What you will do:
A single figure is the whole answer: the number of lines in the entries that contain "methods".

Source data:

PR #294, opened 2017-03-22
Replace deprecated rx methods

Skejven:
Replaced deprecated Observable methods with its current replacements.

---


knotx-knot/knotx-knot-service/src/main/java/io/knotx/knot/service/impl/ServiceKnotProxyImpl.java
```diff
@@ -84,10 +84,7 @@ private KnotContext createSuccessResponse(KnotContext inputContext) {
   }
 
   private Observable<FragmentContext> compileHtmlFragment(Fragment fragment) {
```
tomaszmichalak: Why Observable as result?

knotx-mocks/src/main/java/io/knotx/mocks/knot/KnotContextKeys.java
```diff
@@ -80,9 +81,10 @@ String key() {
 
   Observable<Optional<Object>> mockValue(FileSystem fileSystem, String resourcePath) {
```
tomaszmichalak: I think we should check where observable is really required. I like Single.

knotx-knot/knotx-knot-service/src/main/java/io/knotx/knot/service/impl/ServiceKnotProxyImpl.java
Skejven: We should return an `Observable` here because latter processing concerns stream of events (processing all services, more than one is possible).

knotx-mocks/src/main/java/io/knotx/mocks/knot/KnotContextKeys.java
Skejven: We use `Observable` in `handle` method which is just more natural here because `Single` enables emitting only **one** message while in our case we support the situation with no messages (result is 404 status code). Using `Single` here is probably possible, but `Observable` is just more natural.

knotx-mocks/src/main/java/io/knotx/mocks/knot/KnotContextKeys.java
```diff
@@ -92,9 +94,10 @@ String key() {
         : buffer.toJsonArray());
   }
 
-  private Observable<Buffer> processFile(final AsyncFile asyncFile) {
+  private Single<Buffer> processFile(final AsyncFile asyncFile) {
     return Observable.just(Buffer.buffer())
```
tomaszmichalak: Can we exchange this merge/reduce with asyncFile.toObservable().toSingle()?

Exercise answer:
2